# Dataset content

PR #121, opened 2021-04-26
Added fix to ensure removed plugins show no warnings

### LINKED ISSUE #118: Replaced plugin message
I installed Winter 1.1.3
Then the winter.user installed the plugin:
```
composer require winter/wn-user-plugin
```

Now on the page `/backend/system/updates` there is a message that you need to remove the rainlab.user plugin.

I did not install the rainlab.user plugin.

jaxwilko:
Because the `PluginManager`'s `replacementMap` isn't cleared when an original plugin is not installed the warnings were still being shown.

This patch checks if the original plugin has been removed before displaying warnings.

### DIFF
--- a/modules/system/classes/UpdateManager.php
+++ b/modules/system/classes/UpdateManager.php
@@ -186,9 +186,11 @@ class UpdateManager
 
         // Set replacement warning messages
         foreach ($this->pluginManager->getReplacementMap() as $alias => $plugin) {
-            $this->addMessage($plugin, Lang::get('system::lang.updates.update_warnings_plugin_replace_cli', [
+            if (File::exists(PluginManager::instance()->getPluginPath($alias))) {
+                $this->addMessage($plugin, Lang::get('system::lang.updates.update_warnings_plugin_replace_cli', [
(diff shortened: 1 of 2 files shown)


bennothommo:
@jaxwilko Unless I'm mistaken, this is not going to work - `PluginManager::instance()->getPluginPath($alias)` will return `null` if the plugin has not been loaded, which would be the case here as the plugin does not exist. The following line defines the path mappings which the `getPluginPath` method uses: https://github.com/wintercms/winter/blob/develop/modules/system/classes/PluginManager.php#L175

jaxwilko:
@bennothommo yeah so if the plugin hasn't been loaded it wont be in the `pathMap` which means `getPluginPath()` returns null, null passed to `File::exists()` returns false.

It'll only return true if the original plugin is still in the filesystem, which is the case where we want to display the message

bennothommo:
@jaxwilko Does it return `null` if the plugin is disabled?

jaxwilko:
@bennothommo no it still returns the path even if the plugin is disabled.

image

After the disabled flag is set the `pathMap` is still registered

PR #128, opened 2021-04-29
Updated Latvian lang.php (CMS file)

arvislacis:
Updated Latvian translation file of CMS module:

- Minor fixes and changes in previous translations;
- Updated file with missing translation strings from en/lang.php.


mjauvin:
Thanks, we'll merge soon.

PR #1721, opened 2021-07-08
Fix dissolve buttons not shown to staff

saravanpa-aot:
*Issue #:*
https://github.com/bcgov/entity/issues/6270

*Description of changes:*

Fix dissolve buttons 

### DIFF
--- a/auth-web/src/components/auth/account-settings/account-info/AccountInfo.vue
+++ b/auth-web/src/components/auth/account-settings/account-info/AccountInfo.vue
@@ -126,7 +126,7 @@
           </template>
         </div>
 
-        <div v-if="editEnabled">
+        <div>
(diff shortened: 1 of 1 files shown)


shabeeb-aot (approved):

auth-web/src/components/auth/account-settings/account-info/AccountInfo.vue
```diff
@@ -140,7 +140,7 @@
             >
               Deactivate Account
             </v-btn>
-
+            <span v-if="editEnabled">
```
karthik-aot, line 143: Is there a reason for span, can we use v-if directly in v-btn ?

karthik-aot (approved):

# Prompt
Above are the records; from them, give again exactly the lines from the one containing "plugin is disabled." to the one containing "Updated Latvian translation", both lines included, and nothing more.

# Expected output
@bennothommo no it still returns the path even if the plugin is disabled.

image

After the disabled flag is set the `pathMap` is still registered

PR #128, opened 2021-04-29
Updated Latvian lang.php (CMS file)

arvislacis:
Updated Latvian translation file of CMS module:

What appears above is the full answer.